# Directions:
Extract each line of the data and write it out again exactly.

____ The data

PR #778, opened 2020-10-07
Creates `IssuedCurrencyClient` and corresponding test file.

amiecorso:
This PR creates the skeleton of an `IssuedCurrencyClient` upon which we can begin implementing the required methods for handling Issued Currencies on the XRPL.  This is modeled closely after the `DefaultXrpClient`.  Note that it doesn't implement an interface or a decorator... We're going to begin by implementing methods here, and make larger design choices in the future when it comes time to expose these methods publicly and in conjunction with the existing `XrpClient` methods.

### Context of Change
IOUs gogogo!

### Type of Change

## Test Plan
CI

### DIFF
--- a/src/XRP/issued-currency-client.ts
+++ b/src/XRP/issued-currency-client.ts
@@ -1,0 +1,53 @@
+import { XrplNetwork } from 'xpring-common-js'
+import GrpcNetworkClient from './network-clients/grpc-xrp-network-client'
+import GrpcNetworkClientWeb from './network-clients/grpc-xrp-network-client.web'
+import { XrpNetworkClient } from './network-clients/xrp-network-client'
+import isNode from '../Common/utils'
+import CoreXrplClient from './core-xrpl-client'
+
+/**
+ * IssuedCurrencyClient is a client for working with Issued Currencies on the XRPL.
+ * @see https://xrpl.org/issued-currencies-overview.html
+ */
+export default class IssuedCurrencyClient {
+  private coreXrplClient: CoreXrplClient
+
+  /**
+   * Create a new IssuedCurrencyClient.
+   *
+   * The IssuedCurrencyClient will use gRPC to communicate with the given endpoint.
+   *
+   * @param grpcUrl The URL of the gRPC instance to connect to.
+   * @param network The network this IssuedCurrencyClient is connecting to.
+   * @param forceWeb If `true`, then we will use the gRPC-Web client even when on Node. Defaults to false. This is mainly for testing and in the future will be removed when we have browser testing.
+   */
+  public static issuedCurrencyClientWithEndpoint(
+    grpcUrl: string,
+    network: XrplNetwork,
+    forceWeb = false,
+  ): IssuedCurrencyClient {
+    return isNode() && !forceWeb
+      ? new IssuedCurrencyClient(new GrpcNetworkClient(grpcUrl), network)
+      : new IssuedCurrencyClient(new GrpcNetworkClientWeb(grpcUrl), network)
+  }
+
+  /**
+   * Create a new IssuedCurrencyClient with a custom network client implementation.
+   *
+   * In general, clients should prefer to call `issuedCurrencyClientWithEndpoint`. This constructor is provided to improve testability of this class.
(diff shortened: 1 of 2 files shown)


src/XRP/issued-currency-client.ts
```diff
@@ -0,0 +1,53 @@
...
+   * @param network The network this IssuedCurrencyClient is connecting to.
+   */
+  public constructor(
+    private readonly networkClient: XrpNetworkClient,
+    readonly network: XrplNetwork,
+  ) {
+    this.coreXrplClient = new CoreXrplClient(networkClient, network)
+  }
+
+  public shutUpCompiler(): void {
```
tedkalaw, line 49: it's getting mad bc this stuff is unused right? you could use `/* eslint-disable no-unused-vars */ ` instead, although i expect that these are going to get used pretty much immediately

test/XRP/issued-currency-client.test.ts
```diff
@@ -0,0 +1,22 @@
+import { XrplNetwork } from 'xpring-common-js'
+import IssuedCurrencyClient from '../../src/XRP/issued-currency-client'
+import { FakeXRPNetworkClient } from './fakes/fake-xrp-network-client'
+import 'mocha'
+
+const fakeSucceedingNetworkClient = new FakeXRPNetworkClient()
+// const fakeErroringNetworkClient = new FakeXRPNetworkClient(
+//   FakeXRPNetworkClientResponses.defaultErrorResponses,
+// )
```
tedkalaw, line 9: what's this for

test/XRP/issued-currency-client.test.ts
```diff
@@ -0,0 +1,22 @@
...
+
+describe('Default XRP Client', function (): void {
+  it('Dummy description', function (): void {
+    // GIVEN an IssuedCurrencyClient.
+    const issuedCurrencyClient = new IssuedCurrencyClient(
+      fakeSucceedingNetworkClient,
+      XrplNetwork.Test,
+    )
+
+    // WHEN the compiler is told to shut up THEN everything is fine.
```
tedkalaw, line 19: lol

tedkalaw (approved):
seems reasonable...would be down to silence eslint here intstead. let's be diligent about figuring out if we need the extra level of indirection. my sense is we'll be ok here since we get dependency injection through the network client maybe

test/XRP/issued-currency-client.test.ts
```diff
@@ -0,0 +1,22 @@
...
+import IssuedCurrencyClient from '../../src/XRP/issued-currency-client'
+import { FakeXRPNetworkClient } from './fakes/fake-xrp-network-client'
+import 'mocha'
+
+const fakeSucceedingNetworkClient = new FakeXRPNetworkClient()
+// const fakeErroringNetworkClient = new FakeXRPNetworkClient(
+//   FakeXRPNetworkClientResponses.defaultErrorResponses,
+// )
+
+describe('Default XRP Client', function (): void {
```
mvadari, line 11: Should be renamed

mvadari (approved):

test/XRP/issued-currency-client.test.ts
amiecorso: ah thank you

src/XRP/issued-currency-client.ts
amiecorso: ah yeah good idea I'll just get around with ESLint so that I'm not merging garbage to master

amiecorso: dude I can't figure out eslint so i'm just going with it and Mayukha can remove this in her PR

test/XRP/issued-currency-client.test.ts
amiecorso: that's going to be needed shortly for the unit tests so I left the infra in

src/XRP/issued-currency-client.ts
mvadari: I can't remove it entirely :(, just one of the lines (I don't use the network client at all)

________

# Answer box:
PR #778, opened 2020-10-07
Creates `IssuedCurrencyClient` and corresponding test file.

amiecorso:
This PR creates the skeleton of an `IssuedCurrencyClient` upon which we can begin implementing the required methods for handling Issued Currencies on the XRPL.  This is modeled closely after the `DefaultXrpClient`.  Note that it doesn't implement an interface or a decorator... We're going to begin by implementing methods here, and make larger design choices in the future when it comes time to expose these methods publicly and in conjunction with the existing `XrpClient` methods.

### Context of Change
IOUs gogogo!

### Type of Change

## Test Plan
CI

### DIFF
--- a/src/XRP/issued-currency-client.ts
+++ b/src/XRP/issued-currency-client.ts
@@ -1,0 +1,53 @@
+import { XrplNetwork } from 'xpring-common-js'
+import GrpcNetworkClient from './network-clients/grpc-xrp-network-client'
+import GrpcNetworkClientWeb from './network-clients/grpc-xrp-network-client.web'
+import { XrpNetworkClient } from './network-clients/xrp-network-client'
+import isNode from '../Common/utils'
+import CoreXrplClient from './core-xrpl-client'
+
+/**
+ * IssuedCurrencyClient is a client for working with Issued Currencies on the XRPL.
+ * @see https://xrpl.org/issued-currencies-overview.html
+ */
+export default class IssuedCurrencyClient {
+  private coreXrplClient: CoreXrplClient
+
+  /**
+   * Create a new IssuedCurrencyClient.
+   *
+   * The IssuedCurrencyClient will use gRPC to communicate with the given endpoint.
+   *
+   * @param grpcUrl The URL of the gRPC instance to connect to.
+   * @param network The network this IssuedCurrencyClient is connecting to.
+   * @param forceWeb If `true`, then we will use the gRPC-Web client even when on Node. Defaults to false. This is mainly for testing and in the future will be removed when we have browser testing.
+   */
+  public static issuedCurrencyClientWithEndpoint(
+    grpcUrl: string,
+    network: XrplNetwork,
+    forceWeb = false,
+  ): IssuedCurrencyClient {
+    return isNode() && !forceWeb
+      ? new IssuedCurrencyClient(new GrpcNetworkClient(grpcUrl), network)
+      : new IssuedCurrencyClient(new GrpcNetworkClientWeb(grpcUrl), network)
+  }
+
+  /**
+   * Create a new IssuedCurrencyClient with a custom network client implementation.
+   *
+   * In general, clients should prefer to call `issuedCurrencyClientWithEndpoint`. This constructor is provided to improve testability of this class.
(diff shortened: 1 of 2 files shown)


src/XRP/issued-currency-client.ts
```diff
@@ -0,0 +1,53 @@
...
+   * @param network The network this IssuedCurrencyClient is connecting to.
+   */
+  public constructor(
+    private readonly networkClient: XrpNetworkClient,
+    readonly network: XrplNetwork,
+  ) {
+    this.coreXrplClient = new CoreXrplClient(networkClient, network)
+  }
+
+  public shutUpCompiler(): void {
```
tedkalaw, line 49: it's getting mad bc this stuff is unused right? you could use `/* eslint-disable no-unused-vars */ ` instead, although i expect that these are going to get used pretty much immediately

test/XRP/issued-currency-client.test.ts
```diff
@@ -0,0 +1,22 @@
+import { XrplNetwork } from 'xpring-common-js'
+import IssuedCurrencyClient from '../../src/XRP/issued-currency-client'
+import { FakeXRPNetworkClient } from './fakes/fake-xrp-network-client'
+import 'mocha'
+
+const fakeSucceedingNetworkClient = new FakeXRPNetworkClient()
+// const fakeErroringNetworkClient = new FakeXRPNetworkClient(
+//   FakeXRPNetworkClientResponses.defaultErrorResponses,
+// )
```
tedkalaw, line 9: what's this for

test/XRP/issued-currency-client.test.ts
```diff
@@ -0,0 +1,22 @@
...
+
+describe('Default XRP Client', function (): void {
+  it('Dummy description', function (): void {
+    // GIVEN an IssuedCurrencyClient.
+    const issuedCurrencyClient = new IssuedCurrencyClient(
+      fakeSucceedingNetworkClient,
+      XrplNetwork.Test,
+    )
+
+    // WHEN the compiler is told to shut up THEN everything is fine.
```
tedkalaw, line 19: lol

tedkalaw (approved):
seems reasonable...would be down to silence eslint here intstead. let's be diligent about figuring out if we need the extra level of indirection. my sense is we'll be ok here since we get dependency injection through the network client maybe

test/XRP/issued-currency-client.test.ts
```diff
@@ -0,0 +1,22 @@
...
+import IssuedCurrencyClient from '../../src/XRP/issued-currency-client'
+import { FakeXRPNetworkClient } from './fakes/fake-xrp-network-client'
+import 'mocha'
+
+const fakeSucceedingNetworkClient = new FakeXRPNetworkClient()
+// const fakeErroringNetworkClient = new FakeXRPNetworkClient(
+//   FakeXRPNetworkClientResponses.defaultErrorResponses,
+// )
+
+describe('Default XRP Client', function (): void {
```
mvadari, line 11: Should be renamed

mvadari (approved):

test/XRP/issued-currency-client.test.ts
amiecorso: ah thank you

src/XRP/issued-currency-client.ts
amiecorso: ah yeah good idea I'll just get around with ESLint so that I'm not merging garbage to master

amiecorso: dude I can't figure out eslint so i'm just going with it and Mayukha can remove this in her PR

test/XRP/issued-currency-client.test.ts
amiecorso: that's going to be needed shortly for the unit tests so I left the infra in

src/XRP/issued-currency-client.ts
mvadari: I can't remove it entirely :(, just one of the lines (I don't use the network client at all)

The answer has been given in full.